/---

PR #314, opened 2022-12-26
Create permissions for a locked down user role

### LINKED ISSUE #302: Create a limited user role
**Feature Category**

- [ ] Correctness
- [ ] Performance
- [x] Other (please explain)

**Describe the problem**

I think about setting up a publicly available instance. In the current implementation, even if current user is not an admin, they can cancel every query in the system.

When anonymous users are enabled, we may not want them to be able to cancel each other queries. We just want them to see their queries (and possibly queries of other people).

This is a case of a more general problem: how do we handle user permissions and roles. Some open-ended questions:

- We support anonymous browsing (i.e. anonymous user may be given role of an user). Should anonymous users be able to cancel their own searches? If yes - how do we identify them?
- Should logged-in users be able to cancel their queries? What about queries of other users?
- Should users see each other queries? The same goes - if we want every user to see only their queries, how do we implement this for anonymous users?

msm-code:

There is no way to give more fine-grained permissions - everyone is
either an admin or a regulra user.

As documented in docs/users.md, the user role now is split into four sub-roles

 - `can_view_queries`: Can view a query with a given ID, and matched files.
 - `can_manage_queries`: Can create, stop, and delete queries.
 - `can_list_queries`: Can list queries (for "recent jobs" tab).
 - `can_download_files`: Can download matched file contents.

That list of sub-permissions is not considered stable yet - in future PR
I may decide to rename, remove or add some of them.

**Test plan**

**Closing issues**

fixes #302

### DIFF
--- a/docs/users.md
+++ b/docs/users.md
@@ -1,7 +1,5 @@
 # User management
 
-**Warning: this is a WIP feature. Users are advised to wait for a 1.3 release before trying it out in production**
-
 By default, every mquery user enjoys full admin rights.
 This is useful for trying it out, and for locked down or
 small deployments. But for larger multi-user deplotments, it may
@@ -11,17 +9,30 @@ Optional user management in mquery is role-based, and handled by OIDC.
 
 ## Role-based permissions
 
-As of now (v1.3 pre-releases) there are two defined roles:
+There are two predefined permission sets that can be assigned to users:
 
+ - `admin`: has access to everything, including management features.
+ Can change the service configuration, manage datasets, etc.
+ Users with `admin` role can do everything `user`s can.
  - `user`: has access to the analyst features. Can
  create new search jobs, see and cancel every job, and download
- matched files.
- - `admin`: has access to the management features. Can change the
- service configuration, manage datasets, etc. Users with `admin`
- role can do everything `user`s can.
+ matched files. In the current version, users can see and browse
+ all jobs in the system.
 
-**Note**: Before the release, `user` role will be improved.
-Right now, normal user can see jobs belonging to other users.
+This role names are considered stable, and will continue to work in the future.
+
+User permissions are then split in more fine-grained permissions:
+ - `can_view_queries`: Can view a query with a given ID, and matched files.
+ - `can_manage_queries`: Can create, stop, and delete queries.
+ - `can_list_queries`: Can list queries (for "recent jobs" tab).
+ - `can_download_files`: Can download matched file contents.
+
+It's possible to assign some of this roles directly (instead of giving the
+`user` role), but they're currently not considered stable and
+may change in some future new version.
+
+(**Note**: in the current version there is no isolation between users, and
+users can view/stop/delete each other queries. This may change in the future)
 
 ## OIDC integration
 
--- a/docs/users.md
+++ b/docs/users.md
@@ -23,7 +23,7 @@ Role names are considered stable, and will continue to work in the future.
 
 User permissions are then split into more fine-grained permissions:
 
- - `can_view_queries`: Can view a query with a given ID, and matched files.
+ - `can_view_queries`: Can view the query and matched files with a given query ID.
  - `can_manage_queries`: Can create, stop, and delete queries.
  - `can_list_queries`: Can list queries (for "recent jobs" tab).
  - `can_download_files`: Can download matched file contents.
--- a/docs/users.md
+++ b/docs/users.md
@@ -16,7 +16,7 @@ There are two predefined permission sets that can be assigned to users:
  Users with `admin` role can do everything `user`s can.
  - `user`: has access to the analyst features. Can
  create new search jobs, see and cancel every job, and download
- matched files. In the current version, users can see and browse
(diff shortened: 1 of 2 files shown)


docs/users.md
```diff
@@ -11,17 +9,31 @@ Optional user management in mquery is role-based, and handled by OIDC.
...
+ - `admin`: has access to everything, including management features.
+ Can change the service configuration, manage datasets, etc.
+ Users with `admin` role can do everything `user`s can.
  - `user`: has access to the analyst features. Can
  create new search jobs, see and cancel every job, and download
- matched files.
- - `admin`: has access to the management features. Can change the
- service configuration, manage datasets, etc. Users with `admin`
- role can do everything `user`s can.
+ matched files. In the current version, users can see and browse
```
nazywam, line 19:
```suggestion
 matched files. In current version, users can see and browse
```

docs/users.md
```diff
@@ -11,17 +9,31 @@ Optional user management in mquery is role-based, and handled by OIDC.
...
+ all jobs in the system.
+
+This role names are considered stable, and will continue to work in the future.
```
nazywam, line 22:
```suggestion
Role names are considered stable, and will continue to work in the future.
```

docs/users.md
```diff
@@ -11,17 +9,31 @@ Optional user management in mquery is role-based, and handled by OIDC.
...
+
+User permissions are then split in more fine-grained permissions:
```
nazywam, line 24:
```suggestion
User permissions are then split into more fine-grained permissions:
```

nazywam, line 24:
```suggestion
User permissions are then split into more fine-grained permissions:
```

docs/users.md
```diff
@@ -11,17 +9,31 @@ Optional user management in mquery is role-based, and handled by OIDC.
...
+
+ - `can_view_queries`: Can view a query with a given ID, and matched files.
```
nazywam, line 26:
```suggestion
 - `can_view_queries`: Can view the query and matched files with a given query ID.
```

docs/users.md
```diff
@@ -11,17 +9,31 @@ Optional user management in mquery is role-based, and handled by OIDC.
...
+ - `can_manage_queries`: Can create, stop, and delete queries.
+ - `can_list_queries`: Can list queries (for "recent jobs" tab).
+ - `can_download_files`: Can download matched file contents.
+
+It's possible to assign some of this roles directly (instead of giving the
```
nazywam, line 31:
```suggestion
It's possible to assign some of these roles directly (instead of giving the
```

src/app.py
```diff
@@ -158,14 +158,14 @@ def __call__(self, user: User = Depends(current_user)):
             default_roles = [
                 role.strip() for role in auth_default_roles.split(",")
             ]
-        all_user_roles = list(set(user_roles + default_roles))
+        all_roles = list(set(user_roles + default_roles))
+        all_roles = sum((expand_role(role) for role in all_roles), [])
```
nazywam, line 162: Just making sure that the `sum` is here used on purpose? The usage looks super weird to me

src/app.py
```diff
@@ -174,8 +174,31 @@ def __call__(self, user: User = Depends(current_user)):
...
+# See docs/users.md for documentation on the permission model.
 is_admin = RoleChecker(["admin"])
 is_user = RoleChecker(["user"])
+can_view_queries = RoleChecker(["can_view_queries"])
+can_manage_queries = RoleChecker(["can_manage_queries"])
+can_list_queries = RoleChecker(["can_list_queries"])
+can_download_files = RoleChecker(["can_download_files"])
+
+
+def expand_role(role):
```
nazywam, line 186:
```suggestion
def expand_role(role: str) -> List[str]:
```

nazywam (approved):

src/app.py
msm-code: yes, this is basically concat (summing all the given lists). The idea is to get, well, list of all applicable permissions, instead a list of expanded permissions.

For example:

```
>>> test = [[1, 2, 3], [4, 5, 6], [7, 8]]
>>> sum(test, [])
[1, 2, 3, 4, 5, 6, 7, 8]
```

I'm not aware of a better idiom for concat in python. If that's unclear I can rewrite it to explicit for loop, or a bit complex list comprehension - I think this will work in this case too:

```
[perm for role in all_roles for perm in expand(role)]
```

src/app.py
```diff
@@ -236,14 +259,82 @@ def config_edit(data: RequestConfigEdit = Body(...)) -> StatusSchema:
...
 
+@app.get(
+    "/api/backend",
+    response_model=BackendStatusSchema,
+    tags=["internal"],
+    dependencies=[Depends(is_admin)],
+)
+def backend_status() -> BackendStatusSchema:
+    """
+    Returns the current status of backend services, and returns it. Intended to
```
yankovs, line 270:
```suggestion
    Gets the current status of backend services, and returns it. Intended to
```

\---

§ Task objective
Print each record word for word.

§ Reply
PR #314, opened 2022-12-26
Create permissions for a locked down user role

### LINKED ISSUE #302: Create a limited user role
**Feature Category**

- [ ] Correctness
- [ ] Performance
- [x] Other (please explain)

**Describe the problem**

I think about setting up a publicly available instance. In the current implementation, even if current user is not an admin, they can cancel every query in the system.

When anonymous users are enabled, we may not want them to be able to cancel each other queries. We just want them to see their queries (and possibly queries of other people).

This is a case of a more general problem: how do we handle user permissions and roles. Some open-ended questions:

- We support anonymous browsing (i.e. anonymous user may be given role of an user). Should anonymous users be able to cancel their own searches? If yes - how do we identify them?
- Should logged-in users be able to cancel their queries? What about queries of other users?
- Should users see each other queries? The same goes - if we want every user to see only their queries, how do we implement this for anonymous users?

msm-code:

There is no way to give more fine-grained permissions - everyone is
either an admin or a regulra user.

As documented in docs/users.md, the user role now is split into four sub-roles

 - `can_view_queries`: Can view a query with a given ID, and matched files.
 - `can_manage_queries`: Can create, stop, and delete queries.
 - `can_list_queries`: Can list queries (for "recent jobs" tab).
 - `can_download_files`: Can download matched file contents.

That list of sub-permissions is not considered stable yet - in future PR
I may decide to rename, remove or add some of them.

**Test plan**

**Closing issues**

fixes #302

### DIFF
--- a/docs/users.md
+++ b/docs/users.md
@@ -1,7 +1,5 @@
 # User management
 
-**Warning: this is a WIP feature. Users are advised to wait for a 1.3 release before trying it out in production**
-
 By default, every mquery user enjoys full admin rights.
 This is useful for trying it out, and for locked down or
 small deployments. But for larger multi-user deplotments, it may
@@ -11,17 +9,30 @@ Optional user management in mquery is role-based, and handled by OIDC.
 
 ## Role-based permissions
 
-As of now (v1.3 pre-releases) there are two defined roles:
+There are two predefined permission sets that can be assigned to users:
 
+ - `admin`: has access to everything, including management features.
+ Can change the service configuration, manage datasets, etc.
+ Users with `admin` role can do everything `user`s can.
  - `user`: has access to the analyst features. Can
  create new search jobs, see and cancel every job, and download
- matched files.
- - `admin`: has access to the management features. Can change the
- service configuration, manage datasets, etc. Users with `admin`
- role can do everything `user`s can.
+ matched files. In the current version, users can see and browse
+ all jobs in the system.
 
-**Note**: Before the release, `user` role will be improved.
-Right now, normal user can see jobs belonging to other users.
+This role names are considered stable, and will continue to work in the future.
+
+User permissions are then split in more fine-grained permissions:
+ - `can_view_queries`: Can view a query with a given ID, and matched files.
+ - `can_manage_queries`: Can create, stop, and delete queries.
+ - `can_list_queries`: Can list queries (for "recent jobs" tab).
+ - `can_download_files`: Can download matched file contents.
+
+It's possible to assign some of this roles directly (instead of giving the
+`user` role), but they're currently not considered stable and
+may change in some future new version.
+
+(**Note**: in the current version there is no isolation between users, and
+users can view/stop/delete each other queries. This may change in the future)
 
 ## OIDC integration
 
--- a/docs/users.md
+++ b/docs/users.md
@@ -23,7 +23,7 @@ Role names are considered stable, and will continue to work in the future.
 
 User permissions are then split into more fine-grained permissions:
 
- - `can_view_queries`: Can view a query with a given ID, and matched files.
+ - `can_view_queries`: Can view the query and matched files with a given query ID.
  - `can_manage_queries`: Can create, stop, and delete queries.
  - `can_list_queries`: Can list queries (for "recent jobs" tab).
  - `can_download_files`: Can download matched file contents.
--- a/docs/users.md
+++ b/docs/users.md
@@ -16,7 +16,7 @@ There are two predefined permission sets that can be assigned to users:
  Users with `admin` role can do everything `user`s can.
  - `user`: has access to the analyst features. Can
  create new search jobs, see and cancel every job, and download
- matched files. In the current version, users can see and browse
(diff shortened: 1 of 2 files shown)


docs/users.md
```diff
@@ -11,17 +9,31 @@ Optional user management in mquery is role-based, and handled by OIDC.
...
+ - `admin`: has access to everything, including management features.
+ Can change the service configuration, manage datasets, etc.
+ Users with `admin` role can do everything `user`s can.
  - `user`: has access to the analyst features. Can
  create new search jobs, see and cancel every job, and download
- matched files.
- - `admin`: has access to the management features. Can change the
- service configuration, manage datasets, etc. Users with `admin`
- role can do everything `user`s can.
+ matched files. In the current version, users can see and browse
```
nazywam, line 19:
```suggestion
 matched files. In current version, users can see and browse
```

docs/users.md
```diff
@@ -11,17 +9,31 @@ Optional user management in mquery is role-based, and handled by OIDC.
...
+ all jobs in the system.
+
+This role names are considered stable, and will continue to work in the future.
```
nazywam, line 22:
```suggestion
Role names are considered stable, and will continue to work in the future.
```

docs/users.md
```diff
@@ -11,17 +9,31 @@ Optional user management in mquery is role-based, and handled by OIDC.
...
+
+User permissions are then split in more fine-grained permissions:
```
nazywam, line 24:
```suggestion
User permissions are then split into more fine-grained permissions:
```

nazywam, line 24:
```suggestion
User permissions are then split into more fine-grained permissions:
```

docs/users.md
```diff
@@ -11,17 +9,31 @@ Optional user management in mquery is role-based, and handled by OIDC.
...
+
+ - `can_view_queries`: Can view a query with a given ID, and matched files.
```
nazywam, line 26:
```suggestion
 - `can_view_queries`: Can view the query and matched files with a given query ID.
```

docs/users.md
```diff
@@ -11,17 +9,31 @@ Optional user management in mquery is role-based, and handled by OIDC.
...
+ - `can_manage_queries`: Can create, stop, and delete queries.
+ - `can_list_queries`: Can list queries (for "recent jobs" tab).
+ - `can_download_files`: Can download matched file contents.
+
+It's possible to assign some of this roles directly (instead of giving the
```
nazywam, line 31:
```suggestion
It's possible to assign some of these roles directly (instead of giving the
```

src/app.py
```diff
@@ -158,14 +158,14 @@ def __call__(self, user: User = Depends(current_user)):
             default_roles = [
                 role.strip() for role in auth_default_roles.split(",")
             ]
-        all_user_roles = list(set(user_roles + default_roles))
+        all_roles = list(set(user_roles + default_roles))
+        all_roles = sum((expand_role(role) for role in all_roles), [])
```
nazywam, line 162: Just making sure that the `sum` is here used on purpose? The usage looks super weird to me

src/app.py
```diff
@@ -174,8 +174,31 @@ def __call__(self, user: User = Depends(current_user)):
...
+# See docs/users.md for documentation on the permission model.
 is_admin = RoleChecker(["admin"])
 is_user = RoleChecker(["user"])
+can_view_queries = RoleChecker(["can_view_queries"])
+can_manage_queries = RoleChecker(["can_manage_queries"])
+can_list_queries = RoleChecker(["can_list_queries"])
+can_download_files = RoleChecker(["can_download_files"])
+
+
+def expand_role(role):
```
nazywam, line 186:
```suggestion
def expand_role(role: str) -> List[str]:
```

nazywam (approved):

src/app.py
msm-code: yes, this is basically concat (summing all the given lists). The idea is to get, well, list of all applicable permissions, instead a list of expanded permissions.

For example:

```
>>> test = [[1, 2, 3], [4, 5, 6], [7, 8]]
>>> sum(test, [])
[1, 2, 3, 4, 5, 6, 7, 8]
```

I'm not aware of a better idiom for concat in python. If that's unclear I can rewrite it to explicit for loop, or a bit complex list comprehension - I think this will work in this case too:

```
[perm for role in all_roles for perm in expand(role)]
```

src/app.py
```diff
@@ -236,14 +259,82 @@ def config_edit(data: RequestConfigEdit = Body(...)) -> StatusSchema:
...
 
+@app.get(
+    "/api/backend",
+    response_model=BackendStatusSchema,
+    tags=["internal"],
+    dependencies=[Depends(is_admin)],
+)
+def backend_status() -> BackendStatusSchema:
+    """
+    Returns the current status of backend services, and returns it. Intended to
```
yankovs, line 270:
```suggestion
    Gets the current status of backend services, and returns it. Intended to
```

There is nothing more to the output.